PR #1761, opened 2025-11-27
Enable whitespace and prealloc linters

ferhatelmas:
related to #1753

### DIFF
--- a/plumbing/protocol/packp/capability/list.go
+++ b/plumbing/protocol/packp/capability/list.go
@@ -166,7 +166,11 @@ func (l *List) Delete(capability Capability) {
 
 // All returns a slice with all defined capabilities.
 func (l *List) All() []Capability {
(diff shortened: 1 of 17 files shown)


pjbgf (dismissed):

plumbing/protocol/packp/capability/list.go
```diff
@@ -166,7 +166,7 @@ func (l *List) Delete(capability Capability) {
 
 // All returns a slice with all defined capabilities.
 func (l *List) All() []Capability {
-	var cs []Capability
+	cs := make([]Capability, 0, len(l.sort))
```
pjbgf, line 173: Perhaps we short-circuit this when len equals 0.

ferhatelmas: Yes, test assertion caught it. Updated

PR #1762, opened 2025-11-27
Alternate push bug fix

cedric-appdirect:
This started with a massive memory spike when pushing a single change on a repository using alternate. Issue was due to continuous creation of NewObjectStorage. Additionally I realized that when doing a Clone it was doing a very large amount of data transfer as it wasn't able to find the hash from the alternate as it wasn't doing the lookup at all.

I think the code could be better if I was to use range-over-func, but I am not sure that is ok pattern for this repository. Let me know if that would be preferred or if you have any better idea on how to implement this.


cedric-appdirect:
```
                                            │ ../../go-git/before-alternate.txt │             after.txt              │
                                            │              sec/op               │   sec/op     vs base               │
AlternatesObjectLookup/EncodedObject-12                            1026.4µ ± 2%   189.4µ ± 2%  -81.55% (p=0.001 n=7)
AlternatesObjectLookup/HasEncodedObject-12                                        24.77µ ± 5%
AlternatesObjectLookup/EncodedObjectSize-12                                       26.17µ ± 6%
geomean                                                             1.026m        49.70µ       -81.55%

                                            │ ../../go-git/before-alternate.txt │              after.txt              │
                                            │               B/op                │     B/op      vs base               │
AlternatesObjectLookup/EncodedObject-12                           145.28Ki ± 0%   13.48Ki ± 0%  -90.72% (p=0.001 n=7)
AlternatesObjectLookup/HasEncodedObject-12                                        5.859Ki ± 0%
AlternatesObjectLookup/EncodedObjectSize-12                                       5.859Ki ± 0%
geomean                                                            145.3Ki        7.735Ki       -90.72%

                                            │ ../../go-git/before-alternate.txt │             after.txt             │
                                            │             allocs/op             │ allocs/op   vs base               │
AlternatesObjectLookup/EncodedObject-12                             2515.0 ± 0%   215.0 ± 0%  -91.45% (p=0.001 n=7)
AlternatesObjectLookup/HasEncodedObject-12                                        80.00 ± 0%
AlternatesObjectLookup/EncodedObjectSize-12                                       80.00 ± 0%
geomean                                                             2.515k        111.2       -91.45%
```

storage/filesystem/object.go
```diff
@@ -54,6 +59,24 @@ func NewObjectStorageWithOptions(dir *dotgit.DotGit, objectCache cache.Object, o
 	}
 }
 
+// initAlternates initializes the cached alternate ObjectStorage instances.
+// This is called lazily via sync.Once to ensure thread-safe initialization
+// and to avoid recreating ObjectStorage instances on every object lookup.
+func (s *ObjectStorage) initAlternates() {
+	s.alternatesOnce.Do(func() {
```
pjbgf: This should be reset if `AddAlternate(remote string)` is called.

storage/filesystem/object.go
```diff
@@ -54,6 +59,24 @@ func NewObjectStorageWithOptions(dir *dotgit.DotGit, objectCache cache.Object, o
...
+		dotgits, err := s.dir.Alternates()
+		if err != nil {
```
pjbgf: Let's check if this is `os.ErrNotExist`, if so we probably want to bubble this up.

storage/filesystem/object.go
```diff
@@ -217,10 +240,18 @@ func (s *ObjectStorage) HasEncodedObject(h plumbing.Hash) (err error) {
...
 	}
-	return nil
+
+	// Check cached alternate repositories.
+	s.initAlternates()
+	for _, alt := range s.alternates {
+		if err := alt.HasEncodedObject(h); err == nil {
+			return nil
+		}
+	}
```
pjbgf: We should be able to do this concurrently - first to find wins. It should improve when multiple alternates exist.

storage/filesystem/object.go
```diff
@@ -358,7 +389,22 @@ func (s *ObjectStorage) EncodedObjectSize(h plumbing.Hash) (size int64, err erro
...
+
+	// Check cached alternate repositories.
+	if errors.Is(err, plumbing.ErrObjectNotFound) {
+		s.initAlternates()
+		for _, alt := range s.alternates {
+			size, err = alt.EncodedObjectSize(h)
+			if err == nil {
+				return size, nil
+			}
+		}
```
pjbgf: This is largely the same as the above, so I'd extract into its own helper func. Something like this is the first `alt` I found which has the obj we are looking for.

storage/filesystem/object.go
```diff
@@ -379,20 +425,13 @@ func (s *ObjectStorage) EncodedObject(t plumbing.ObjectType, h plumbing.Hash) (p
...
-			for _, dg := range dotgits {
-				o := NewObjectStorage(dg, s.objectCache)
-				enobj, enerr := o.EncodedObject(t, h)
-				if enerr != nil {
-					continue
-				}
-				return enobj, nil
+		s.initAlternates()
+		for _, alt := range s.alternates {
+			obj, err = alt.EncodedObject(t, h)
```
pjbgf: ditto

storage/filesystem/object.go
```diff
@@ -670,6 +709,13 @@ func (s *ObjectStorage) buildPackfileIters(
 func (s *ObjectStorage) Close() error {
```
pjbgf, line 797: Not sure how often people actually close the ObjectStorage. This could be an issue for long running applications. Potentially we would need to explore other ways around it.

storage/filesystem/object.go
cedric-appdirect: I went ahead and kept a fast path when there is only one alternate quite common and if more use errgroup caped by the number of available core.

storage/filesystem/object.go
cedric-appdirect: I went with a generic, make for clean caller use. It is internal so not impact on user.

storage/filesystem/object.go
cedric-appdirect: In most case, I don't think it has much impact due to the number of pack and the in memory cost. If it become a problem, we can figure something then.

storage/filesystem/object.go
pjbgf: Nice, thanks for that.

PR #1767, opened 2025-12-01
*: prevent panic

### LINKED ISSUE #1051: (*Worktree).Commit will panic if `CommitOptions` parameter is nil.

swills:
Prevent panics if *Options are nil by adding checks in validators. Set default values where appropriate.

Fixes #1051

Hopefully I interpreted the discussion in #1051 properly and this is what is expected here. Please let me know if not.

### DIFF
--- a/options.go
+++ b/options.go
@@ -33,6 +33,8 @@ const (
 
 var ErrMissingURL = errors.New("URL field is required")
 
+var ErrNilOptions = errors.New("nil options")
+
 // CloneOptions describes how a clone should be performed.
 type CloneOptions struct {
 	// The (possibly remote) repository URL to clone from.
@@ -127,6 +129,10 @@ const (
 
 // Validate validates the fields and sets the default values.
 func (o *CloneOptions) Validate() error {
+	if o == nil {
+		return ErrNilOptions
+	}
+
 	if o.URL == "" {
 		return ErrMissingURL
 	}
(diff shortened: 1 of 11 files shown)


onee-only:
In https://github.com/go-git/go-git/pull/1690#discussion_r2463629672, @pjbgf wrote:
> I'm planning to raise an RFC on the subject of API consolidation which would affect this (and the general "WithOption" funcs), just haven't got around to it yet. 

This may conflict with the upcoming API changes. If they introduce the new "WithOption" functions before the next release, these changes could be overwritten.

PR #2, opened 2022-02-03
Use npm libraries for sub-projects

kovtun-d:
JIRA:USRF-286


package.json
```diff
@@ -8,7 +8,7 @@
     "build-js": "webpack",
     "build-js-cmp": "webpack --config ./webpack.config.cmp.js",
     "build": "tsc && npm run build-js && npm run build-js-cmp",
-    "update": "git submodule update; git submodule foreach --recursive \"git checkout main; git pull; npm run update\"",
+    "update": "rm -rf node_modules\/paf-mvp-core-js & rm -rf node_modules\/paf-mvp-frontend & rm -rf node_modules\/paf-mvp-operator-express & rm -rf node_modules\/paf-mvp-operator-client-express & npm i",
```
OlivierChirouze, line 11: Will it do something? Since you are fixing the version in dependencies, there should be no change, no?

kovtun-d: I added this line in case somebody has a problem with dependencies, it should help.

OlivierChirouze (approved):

★ ★ ★ ★ ★

◆ **Directions for this task**
Show the lines above with "plumbing".

◆ **Completed task**
--- a/plumbing/protocol/packp/capability/list.go
+++ b/plumbing/protocol/packp/capability/list.go
plumbing/protocol/packp/capability/list.go
@@ -217,10 +240,18 @@ func (s *ObjectStorage) HasEncodedObject(h plumbing.Hash) (err error) {
@@ -358,7 +389,22 @@ func (s *ObjectStorage) EncodedObjectSize(h plumbing.Hash) (size int64, err erro
+	if errors.Is(err, plumbing.ErrObjectNotFound) {
@@ -379,20 +425,13 @@ func (s *ObjectStorage) EncodedObject(t plumbing.ObjectType, h plumbing.Hash) (p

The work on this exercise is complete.